Dataset entries:

—————

PR #12707, opened 2026-04-08
fix(backend): make User RPC model forward-compatible during rolling deploys

majdyz:
## Why

A Sentry `AttributeError: 'dict' object has no attribute 'timezone'` was traced to the scheduler accessing `user.timezone` on a value that was a raw `dict` instead of a typed `User` model.

**Root cause (two-part):**

1. `User.model_config` had `extra='forbid'`. During a rolling deploy, the database manager (newer pod) can return fields that the client (older pod) doesn't yet know about. `extra='forbid'` caused `TypeAdapter(User).validate_python()` to raise `ValidationError` on those unknown fields.

2. `DynamicClient._get_return` had a silent `try/except` that swallowed the `ValidationError` and fell back to returning the raw `dict`. The scheduler then received a `dict` and crashed on `.timezone`.

## What

- **`backend/data/model.py`**: Change `User.model_config` `extra='forbid'` → `extra='ignore'`. Unknown fields from a newer database manager are silently dropped, making the RPC layer forward-compatible during rolling deploys. This is the primary fix.

- **`backend/util/service.py`**: Restore the `try/except` fallback in `_get_return`, but make it **observable**: log the full error message at `WARNING` (so ValidationError details — field name, value — appear in logs) and call `sentry_sdk.capture_exception(e)` so every fallback is tracked and alerted without crashing the caller. The raw result is still returned as before (continuity).

- **`backend/util/service_test.py`**: Add `TestGetReturn` with two direct unit tests: valid dict (including an unknown future field) → typed `User` returned; invalid dict (missing required fields) → fallback returns raw dict (no crash). Uses a typed `_SupportsGetReturn` Protocol + `cast` instead of `# type: ignore` suppressors.

- **`backend/executor/utils_test.py`**: Fix misleading docstring; move inner imports to module top level per code style.

## How

`extra='ignore'` is the standard Pydantic pattern for forward-compatible models at service boundaries. It means a rolling deploy where the DB manager has a new column will not break older client pods — the extra field is simply dropped on deserialization.

The restored `_get_return` fallback preserves continuity (callers don't crash) while the `logger.warning` + `sentry_sdk.capture_exception` ensure no schema mismatch goes undetected. Silent degradation is replaced by observable degradation.

## Checklist

- [x] Changes are backward-compatible (unknown fields ignored, not rejected)
- [x] Regression tests added for `_get_return` typed deserialization contract
- [x] Fallback preserved with observable logging and Sentry capture (no silent degradation)
- [x] `extra='ignore'` is consistent with forward-compatibility requirements at service boundaries
- [x] No `# type: ignore` suppressors introduced

### DIFF
--- a/autogpt_platform/backend/backend/data/model.py
+++ b/autogpt_platform/backend/backend/data/model.py
@@ -54,7 +54,6 @@ class User(BaseModel):
     """Application-layer User model with snake_case convention."""
 
     model_config = ConfigDict(
-        extra="ignore",
         str_strip_whitespace=True,
     )
 
--- a/autogpt_platform/backend/backend/data/model.py
+++ b/autogpt_platform/backend/backend/data/model.py
@@ -54,7 +54,7 @@ class User(BaseModel):
     """Application-layer User model with snake_case convention."""
 
     model_config = ConfigDict(
-        extra="forbid",
+        extra="ignore",
         str_strip_whitespace=True,
     )
 
--- a/autogpt_platform/backend/backend/executor/utils_test.py
+++ b/autogpt_platform/backend/backend/executor/utils_test.py
@@ -1,10 +1,13 @@
+from datetime import datetime, timezone
 from typing import cast
 
 import pytest
 from pytest_mock import MockerFixture
 
 from backend.data.dynamic_fields import merge_execution_input, parse_execution_output
-from backend.data.execution import ExecutionStatus
+from backend.data.execution import ExecutionStatus, GraphExecutionWithNodes
+from backend.data.model import User
+from backend.executor.utils import add_graph_execution
 from backend.util.mock import MockObject
 
 
@@ -483,19 +486,12 @@ async def test_add_graph_execution_via_rpc_returns_typed_user(
     mocker: MockerFixture,
 ):
     """
-    Regression test: when prisma is NOT connected (executor/scheduler process),
-    udb is the DatabaseManagerAsyncClient whose get_user_by_id goes through the
-    RPC layer (_get_return in service.py). _get_return must deserialize the JSON
-    dict into a typed User model — not silently return a raw dict. Without the
-    fix, _get_return's silent fallback returned a raw dict and accessing
-    user.timezone raised AttributeError: 'dict' object has no attribute 'timezone'.
+    Regression test: `add_graph_execution` accesses `user.timezone` on the User
+    returned by `get_user_by_id`. This test verifies the downstream code path
+    completes without AttributeError when `get_user_by_id` returns a proper typed
+    User model. Note: the mock returns a User directly — _get_return deserialization
+    is not exercised here; see TestGetReturn in util/service_test.py for that.
     """
-    from datetime import datetime, timezone
-
-    from backend.data.execution import GraphExecutionWithNodes
-    from backend.data.model import User
-    from backend.executor.utils import add_graph_execution
-
     graph_id = "test-graph-id"
     user_id = "test-user-id"
 
--- a/autogpt_platform/backend/backend/executor/utils_test.py
+++ b/autogpt_platform/backend/backend/executor/utils_test.py
@@ -515,7 +515,9 @@ async def test_add_graph_execution_via_rpc_returns_typed_user(
     mock_validate.return_value = (mock_graph, [], {}, set())
 
     mock_prisma = mocker.patch("backend.executor.utils.prisma")
-    mock_prisma.is_connected.return_value = False  # ← executor/scheduler path
+    mock_prisma.is_connected.return_value = (
+        False  # prisma not connected: uses RPC path instead
+    )
 
     # The RPC layer (_get_return) deserializes JSON dicts into typed Pydantic models.
     # The mock simulates what add_graph_execution receives after that deserialization:
--- a/autogpt_platform/backend/backend/executor/utils_test.py
+++ b/autogpt_platform/backend/backend/executor/utils_test.py
@@ -474,6 +474,109 @@ async def test_add_graph_execution_is_repeatable(mocker: MockerFixture):
 
 
 # ============================================================================
+# Regression test: RPC layer returns typed User model, not raw dict
+# ============================================================================
+
+
+@pytest.mark.asyncio
+async def test_add_graph_execution_via_rpc_returns_typed_user(
+    mocker: MockerFixture,
+):
+    """
+    Regression test: when prisma is NOT connected (executor/scheduler process),
+    udb is the DatabaseManagerAsyncClient whose get_user_by_id goes through the
+    RPC layer (_get_return in service.py). _get_return must deserialize the JSON
+    dict into a typed User model — not silently return a raw dict. Without the
+    fix, _get_return's silent fallback returned a raw dict and accessing
+    user.timezone raised AttributeError: 'dict' object has no attribute 'timezone'.
+    """
+    from datetime import datetime, timezone
+
+    from backend.data.execution import GraphExecutionWithNodes
+    from backend.data.model import User
+    from backend.executor.utils import add_graph_execution
+
+    graph_id = "test-graph-id"
+    user_id = "test-user-id"
+
+    mock_graph = mocker.MagicMock()
+    mock_graph.version = 1
+
+    mock_graph_exec = mocker.MagicMock(spec=GraphExecutionWithNodes)
+    mock_graph_exec.id = "exec-id-rpc"
+    mock_graph_exec.node_executions = []
+    mock_graph_exec.status = ExecutionStatus.QUEUED
+    mock_graph_exec.graph_version = 1
+    mock_graph_exec.to_graph_execution_entry.return_value = mocker.MagicMock()
+
+    mock_queue = mocker.AsyncMock()
+    mock_event_bus = mocker.MagicMock()
+    mock_event_bus.publish = mocker.AsyncMock()
+
+    mock_validate = mocker.patch(
+        "backend.executor.utils.validate_and_construct_node_execution_input"
+    )
+    mock_validate.return_value = (mock_graph, [], {}, set())
+
+    mock_prisma = mocker.patch("backend.executor.utils.prisma")
+    mock_prisma.is_connected.return_value = False  # ← executor/scheduler path
+
+    # The RPC layer (_get_return) deserializes JSON dicts into typed Pydantic models.
+    # The mock simulates what add_graph_execution receives after that deserialization:
+    # a proper User model, not a raw dict.
+    mock_user = User(
+        id=user_id,
+        email="test@example.com",
+        name=None,
+        created_at=datetime.now(timezone.utc),
+        updated_at=datetime.now(timezone.utc),
+        stripe_customer_id=None,
+        top_up_config=None,
+        timezone="UTC",
+    )
+
+    mock_db_client = mocker.MagicMock()
+    mock_db_client.get_user_by_id = mocker.AsyncMock(return_value=mock_user)
+    mock_db_client.get_graph_settings = mocker.AsyncMock(
+        return_value=mocker.MagicMock(
+            human_in_the_loop_safe_mode=False, sensitive_action_safe_mode=False
+        )
+    )
+    mock_db_client.create_graph_execution = mocker.AsyncMock(
+        return_value=mock_graph_exec
+    )
+    mock_db_client.update_graph_execution_stats = mocker.AsyncMock(
+        return_value=mock_graph_exec
+    )
+    mock_db_client.update_node_execution_status_batch = mocker.AsyncMock()
+    mock_workspace = mocker.MagicMock()
+    mock_workspace.id = "ws-id"
+    mock_db_client.get_or_create_workspace = mocker.AsyncMock(
+        return_value=mock_workspace
+    )
+    mock_db_client.increment_onboarding_runs = mocker.AsyncMock()
+
+    mocker.patch(
+        "backend.executor.utils.get_database_manager_async_client",
+        return_value=mock_db_client,
+    )
+    mocker.patch(
+        "backend.executor.utils.get_async_execution_queue", return_value=mock_queue
+    )
+    mocker.patch(
+        "backend.executor.utils.get_async_execution_event_bus",
+        return_value=mock_event_bus,
+    )
+
+    # Must not raise AttributeError: 'dict' object has no attribute 'timezone'
+    result = await add_graph_execution(
+        graph_id=graph_id,
+        user_id=user_id,
+    )
+    assert result == mock_graph_exec
+
+
+# ============================================================================
 # Tests for Optional Credentials Feature
 # ============================================================================
 
--- a/autogpt_platform/backend/backend/util/service.py
+++ b/autogpt_platform/backend/backend/util/service.py
@@ -709,19 +709,9 @@ def get_service_client(
             return kwargs
 
         def _get_return(self, expected_return: TypeAdapter | None, result: Any) -> Any:
-            """Validate and coerce the RPC result to the expected return type.
-
-            Falls back to the raw result with a warning if validation fails.
-            """
+            """Validate and coerce the RPC result to the expected return type."""
             if expected_return:
-                try:
-                    return expected_return.validate_python(result)
-                except Exception as e:
-                    logger.warning(
-                        "RPC return type validation failed, using raw result: %s",
-                        type(e).__name__,
-                    )
-                    return result
+                return expected_return.validate_python(result)
             return result
 
         def __getattr__(self, name: str) -> Callable[..., Any]:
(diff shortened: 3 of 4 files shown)


autogpt_platform/backend/backend/util/service.py
```diff
@@ -709,19 +709,9 @@ def _get_params(
...
             if expected_return:
-                try:
-                    return expected_return.validate_python(result)
-                except Exception as e:
-                    logger.warning(
-                        "RPC return type validation failed, using raw result: %s",
-                        type(e).__name__,
-                    )
-                    return result
+                return expected_return.validate_python(result)
```
majdyz: 🤖 🔴 **Blocker**: The fallback was removed entirely, but this is too aggressive. With `extra='ignore'` on `User`, the specific field-addition failure mode is fixed. However, other RPC-returned types don't have this protection — a type change, missing required field, or any other schema mismatch on any method will now raise `ValidationError` and crash the caller (scheduler, executor) immediately with no recovery.

Recommended middle ground: **restore the fallback but make it observable** so you get visibility without brittleness:

```python
def _get_return(self, expected_return: TypeAdapter | None, result: Any) -> Any:
    """Validate and coerce the RPC result to the expected return type."""
    if expected_return:
        try:
            return expected_return.validate_python(result)
        except Exception as e:
            logger.warning(
                "RPC return type validation failed for %s: %s",
                type(e).__name__,
                str(e),  # full details instead of just type name
            )
            sentry_sdk.capture_exception(e)  # tracked + alerted, not silent
            return result
    return result
```

This makes every fallback visible in Sentry and logs while preserving the original resilience.

autogpt_platform/backend/backend/util/service_test.py
```diff
@@ -688,3 +691,46 @@ async def test_health_check_during_shutdown(test_service):
...
+        """
+        now = datetime.now(timezone.utc).isoformat()
+        valid_dict = {
+            "id": "user-id",
+            "email": "test@example.com",
+            "created_at": now,
+            "updated_at": now,
+            "unknown_future_field": "some_value",  # simulates a new DB field during deploy
+        }
+        client = self._make_client()
```
majdyz, line 727: 🤖 🟠 **Should Fix**: `# type: ignore[attr-defined]` violates the backend convention of no linter suppressors. `_get_return` is a private method on an inner class, so direct access is awkward. Consider either (a) testing through a public method that exercises `_get_return` end-to-end, or (b) exposing a minimal `_test_get_return` helper on the client for testing purposes, or (c) refactoring `_get_return` to a module-level function so it's directly testable without suppression.

autogpt_platform/backend/backend/util/service_test.py
```diff
@@ -688,3 +691,46 @@ async def test_health_check_during_shutdown(test_service):
...
+        result = client._get_return(adapter, valid_dict)  # type: ignore[attr-defined]
+
+        assert isinstance(result, User)
+        assert result.timezone is not None
+
+    def test_invalid_dict_raises_validation_error(self):
+        """TypeAdapter(User) + invalid dict (missing required fields) → ValidationError raised."""
+        invalid_dict = {"id": "user-id"}  # missing email, created_at, updated_at
+        client = self._make_client()
+        adapter = TypeAdapter(User)
```
majdyz, line 738: 🤖 🟠 **Should Fix**: This test asserts `ValidationError` is raised — but if the fallback is restored (as the blocker comment above suggests), this test will fail because the fallback catches the exception and returns the raw dict instead. The test needs to align with whichever contract is chosen: either remove the fallback (and this test is correct) or restore it (and this test should assert the raw dict is returned with a warning logged/Sentry captured instead).

autogpt_platform/backend/backend/executor/utils_test.py
```diff
@@ -473,6 +476,102 @@ async def test_add_graph_execution_is_repeatable(mocker: MockerFixture):
...
+    graph_id = "test-graph-id"
+    user_id = "test-user-id"
+
+    mock_graph = mocker.MagicMock()
+    mock_graph.version = 1
+
+    mock_graph_exec = mocker.MagicMock(spec=GraphExecutionWithNodes)
+    mock_graph_exec.id = "exec-id-rpc"
+    mock_graph_exec.node_executions = []
+    mock_graph_exec.status = ExecutionStatus.QUEUED
```
majdyz, line 504: 🤖 🔵 **Nit**: `# ←` inline arrow comments aren't idiomatic Python style — prefer a plain `# note: ...` comment or no comment if the code is self-explanatory.

autogpt_platform/backend/backend/util/service.py
```diff
@@ -9,6 +9,8 @@
 import threading
 import time
 from abc import ABC, abstractmethod
+
+import sentry_sdk
```
majdyz: 🤖 🟠 **Should Fix**: `import sentry_sdk` (third-party) is placed between two stdlib imports — `from abc import ABC, abstractmethod` above it and `from contextlib import asynccontextmanager` / `from functools import update_wrapper` / `from typing import ...` below it. PEP 8 (and isort) require all stdlib imports in one group, then all third-party imports in a separate group separated by a blank line. This likely slipped through because the commit used `--no-verify`. Fix: run `poetry run format` and recommit.

autogpt_platform/backend/backend/executor/utils_test.py
```diff
@@ -473,6 +476,102 @@ async def test_add_graph_execution_is_repeatable(mocker: MockerFixture):
...
+    mock_event_bus = mocker.MagicMock()
+    mock_event_bus.publish = mocker.AsyncMock()
+
+    mock_validate = mocker.patch(
+        "backend.executor.utils.validate_and_construct_node_execution_input"
+    )
+    mock_validate.return_value = (mock_graph, [], {}, set())
+
+    mock_prisma = mocker.patch("backend.executor.utils.prisma")
+    mock_prisma.is_connected.return_value = False  # ← executor/scheduler path
```
majdyz: 🤖 🔵 **Nit**: `# ←` arrow comment is still present (flagged in Round 1 as not idiomatic Python style). Please remove or replace with a plain comment.

majdyz (commented):
## 📋 Round 2 Review — PR #12707

**Round 1 blockers addressed** ✅ Fallback restored with observability; `type: ignore` suppressors removed via Protocol approach; test renamed and updated.

**Remaining issues (2):**

1. 🟠 **Should Fix** — `import sentry_sdk` placed between stdlib imports in `service.py` (see inline). Run `poetry run format` to fix ordering.
2. 🔵 **Nit** — `# ←` arrow comment in `utils_test.py` still present from Round 1.

**PR description is now stale** — The `## What` section and checklist still describe *removing* the fallback: *"Remove the silent try/except fallback in `_get_return`"* and *"No silent fallbacks remain in the RPC layer"*. The actual code restores the fallback with observable logging and Sentry capture. Please update the description to reflect this.

autogpt_platform/backend/backend/util/service.py
```diff
@@ -709,18 +710,17 @@ def _get_params(
...
             if expected_return:
                 try:
                     return expected_return.validate_python(result)
                 except Exception as e:
                     logger.warning(
-                        "RPC return type validation failed, using raw result: %s",
+                        "RPC return type validation failed for %s: %s",
                         type(e).__name__,
+                        str(e),
                     )
```
majdyz, line 723: 🤖 🟠 **Should Fix**: The AGENTS.md style guide says: *"Use `%s` for deferred interpolation in `debug` statements, f-strings elsewhere for readability."* This `logger.warning` uses `%s` printf-style, inconsistent with every other `logger.warning` call in this file (all use f-strings). Fix:
```python
logger.warning(
    f"RPC return type validation failed for {type(e).__name__}: {e}",
)
```

autogpt_platform/backend/backend/util/service.py
```diff
@@ -709,18 +710,17 @@ def _get_params(
             return kwargs
 
         def _get_return(self, expected_return: TypeAdapter | None, result: Any) -> Any:
-            """Validate and coerce the RPC result to the expected return type.
-
-            Falls back to the raw result with a warning if validation fails.
-            """
+            """Validate and coerce the RPC result to the expected return type."""
```
majdyz: 🤖 🔵 **Nit**: The docstring was shortened to remove the fallback description, but the fallback is still present in the code. Consider restoring the second sentence: *"Falls back to the raw result with a warning and Sentry capture if validation fails."* — this helps future readers understand why `except Exception` is intentional (not a lazy catch-all).

majdyz (commented):
## 📋 Round 3 Review — PR #12707

**Round 2 issues addressed** ✅ Import ordering fixed (`sentry_sdk` now in third-party block); arrow comment rewritten; PR description updated to accurately reflect restored fallback.

**Remaining issues (2):**

1. 🟠 **Should Fix** — `logger.warning` uses `%s` printf-style at line 719-722, but AGENTS.md requires f-strings for non-debug levels (all other `logger.warning` calls in this file use f-strings). See inline comment.
2. 🔵 **Nit** — `_get_return` docstring was truncated; the fallback behavior (observable degradation) is no longer documented in the docstring. See inline comment.

The primary fix (`extra='ignore'`) and test coverage are solid. Once the log format style is fixed, this PR is clean.

autogpt_platform/backend/backend/util/service.py
majdyz: Fixed in [6b84b64](https://github.com/Significant-Gravitas/AutoGPT/commit/6b84b642c4): Fallback restored with observable logging (`logger.warning`) and Sentry capture. The `_get_return` method now catches validation errors, logs them at WARNING level with full details, reports to Sentry, and returns the raw result — matching the recommended middle ground.

autogpt_platform/backend/backend/util/service_test.py
majdyz: Fixed in [6b84b64](https://github.com/Significant-Gravitas/AutoGPT/commit/6b84b642c4): Replaced `# type: ignore[attr-defined]` suppressors with a typed Protocol (`_SupportsGetReturn`) + `cast`. The `_make_client` helper now returns `_SupportsGetReturn` and calls to `client._get_return` are fully type-safe without any suppressors.

autogpt_platform/backend/backend/util/service_test.py
majdyz: Fixed in [6b84b64](https://github.com/Significant-Gravitas/AutoGPT/commit/6b84b642c4): Test now asserts the raw dict is returned (not `ValidationError`), consistent with the restored fallback. `test_invalid_dict_falls_back_to_raw_result` confirms the fallback contract.

autogpt_platform/backend/backend/executor/utils_test.py
majdyz: Fixed in [6f15f25](https://github.com/Significant-Gravitas/AutoGPT/commit/6f15f2550647bee683cde7289e248802b524ad85): Arrow comment removed; replaced with plain comment describing the executor/scheduler RPC path.

autogpt_platform/backend/backend/util/service.py
```diff
@@ -709,18 +711,17 @@ def _get_params(
...
                     return expected_return.validate_python(result)
                 except Exception as e:
                     logger.warning(
-                        "RPC return type validation failed, using raw result: %s",
+                        "RPC return type validation failed for %s: %s",
                         type(e).__name__,
+                        str(e),
                     )
+                    sentry_sdk.capture_exception(e)
                     return result
```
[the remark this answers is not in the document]
majdyz: Acknowledged. The fallback is intentional and observable — not silent degradation. The `extra='ignore'` on `User` addresses the specific field-addition failure mode from the Sentry alert. The restored fallback in `_get_return` handles other schema mismatches: validation failures now trigger `logger.warning` with full error details AND `sentry_sdk.capture_exception(e)`, so every fallback is tracked in Sentry and alerted. The raw result is returned to preserve caller continuity during mismatches, not to hide them.

autogpt_platform/backend/backend/util/service.py
majdyz: Fixed in [6f15f25](https://github.com/Significant-Gravitas/AutoGPT/commit/6f15f2550647bee683cde7289e248802b524ad85): Ran `poetry run format` — `sentry_sdk` import is now in the correct third-party block after all stdlib imports, separated by a blank line.

autogpt_platform/backend/backend/executor/utils_test.py
majdyz: Fixed in [6f15f25](https://github.com/Significant-Gravitas/AutoGPT/commit/6f15f2550647bee683cde7289e248802b524ad85): The `# ←` arrow comment is removed. The mock comment now reads `# prisma not connected: uses RPC path instead` and `# The RPC layer (_get_return) deserializes...` in plain prose.

autogpt_platform/backend/backend/util/service.py
majdyz: Fixed in [f030658](https://github.com/Significant-Gravitas/AutoGPT/commit/f03065834229abb11577e2a87523b49d12fc840c): `logger.warning` now uses an f-string: `f"RPC return type validation failed for {type(e).__name__}: {e}"` — consistent with all other `logger.warning` calls in this file.

autogpt_platform/backend/backend/util/service.py
majdyz: Fixed in [f030658](https://github.com/Significant-Gravitas/AutoGPT/commit/f03065834229abb11577e2a87523b49d12fc840c): Docstring second sentence restored: `Falls back to the raw result with a warning and Sentry capture if validation fails.`

autogpt_platform/backend/backend/executor/utils_test.py
```diff
@@ -473,6 +473,109 @@ async def test_add_graph_execution_is_repeatable(mocker: MockerFixture):
...
+        created_at=datetime.now(timezone.utc),
+        updated_at=datetime.now(timezone.utc),
+        stripe_customer_id=None,
+        top_up_config=None,
+        timezone="UTC",
+    )
+
+    mock_db_client = mocker.MagicMock()
+    mock_db_client.get_user_by_id = mocker.AsyncMock(return_value=mock_user)
+    mock_db_client.get_graph_settings = mocker.AsyncMock(
```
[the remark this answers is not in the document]
majdyz: Acknowledged. This test cannot exercise `_get_return` by design: `get_database_manager_async_client` is patched to return a `MagicMock` that bypasses `DynamicClient` entirely, so `_get_return` is never on the call stack. Switching the mock to return raw dicts would not change this — it would only cause the test to fail because `add_graph_execution` would receive a dict and crash on `.timezone`.

The `_get_return` deserialization contract (dict → typed model, fallback on failure) is covered directly in `TestGetReturn` in `util/service_test.py`, which calls `client._get_return(adapter, dict)` via a typed Protocol. The `utils_test` test covers the orthogonal concern: that the downstream code path (`add_graph_execution`) handles a typed `User` correctly. The docstring explicitly calls this out: *"Note: the mock returns a User directly — _get_return deserialization is not exercised here; see TestGetReturn in util/service_test.py for that."*

This is the highest-ROI split given the mock depth — the two tests together cover both layers.

majdyz:
**CI failures are pre-existing/infrastructure flakiness, not caused by this PR.**

**check API types** — Failed at "Set up Backend - Generate Prisma client" due to `npm error ECONNRESET` (network connectivity issue when fetching from npmjs.org). The previous Full-stack CI run for this branch ([24142435512](https://github.com/Significant-Gravitas/AutoGPT/actions/runs/24142435512)) passed this check successfully. This PR only modifies 4 backend Python files (`model.py`, `service.py`, `service_test.py`, `utils_test.py`).

**end-to-end tests** — 84/86 tests passed. Only 1 test failed: `build.spec.ts:106 › Builder › user can run an agent from the builder`. This frontend timing test is unrelated to this PR's changes (backend RPC model changes).

This PR's code changes are clean — all backend tests pass locally and in the "AutoGPT Platform - Backend CI" run.

autogpt_platform/backend/backend/data/model.py
```diff
@@ -54,7 +54,7 @@ class User(BaseModel):
     """Application-layer User model with snake_case convention."""
 
     model_config = ConfigDict(
-        extra="forbid",
+        extra="ignore",
```
Pwuts: this is the default so can be omitted

Pwuts (dismissed):

autogpt_platform/backend/backend/data/model.py
majdyz: 🤖 Fixed in [7118f9d5b](https://github.com/Significant-Gravitas/AutoGPT/commit/7118f9d5bdea5dc3a94e06f0f1c29906e73b473e): removed redundant `extra="ignore"` — it's Pydantic's default so omitting it keeps the same forward-compatible behavior.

—————

(Prompt): The answer should contain only the lines from the first line of the entries through the line holding "as before (continuity).", each exactly as written.

(Answer to this exercise):
PR #12707, opened 2026-04-08
fix(backend): make User RPC model forward-compatible during rolling deploys

majdyz:
## Why

A Sentry `AttributeError: 'dict' object has no attribute 'timezone'` was traced to the scheduler accessing `user.timezone` on a value that was a raw `dict` instead of a typed `User` model.

**Root cause (two-part):**

1. `User.model_config` had `extra='forbid'`. During a rolling deploy, the database manager (newer pod) can return fields that the client (older pod) doesn't yet know about. `extra='forbid'` caused `TypeAdapter(User).validate_python()` to raise `ValidationError` on those unknown fields.

2. `DynamicClient._get_return` had a silent `try/except` that swallowed the `ValidationError` and fell back to returning the raw `dict`. The scheduler then received a `dict` and crashed on `.timezone`.

## What

- **`backend/data/model.py`**: Change `User.model_config` `extra='forbid'` → `extra='ignore'`. Unknown fields from a newer database manager are silently dropped, making the RPC layer forward-compatible during rolling deploys. This is the primary fix.

- **`backend/util/service.py`**: Restore the `try/except` fallback in `_get_return`, but make it **observable**: log the full error message at `WARNING` (so ValidationError details — field name, value — appear in logs) and call `sentry_sdk.capture_exception(e)` so every fallback is tracked and alerted without crashing the caller. The raw result is still returned as before (continuity).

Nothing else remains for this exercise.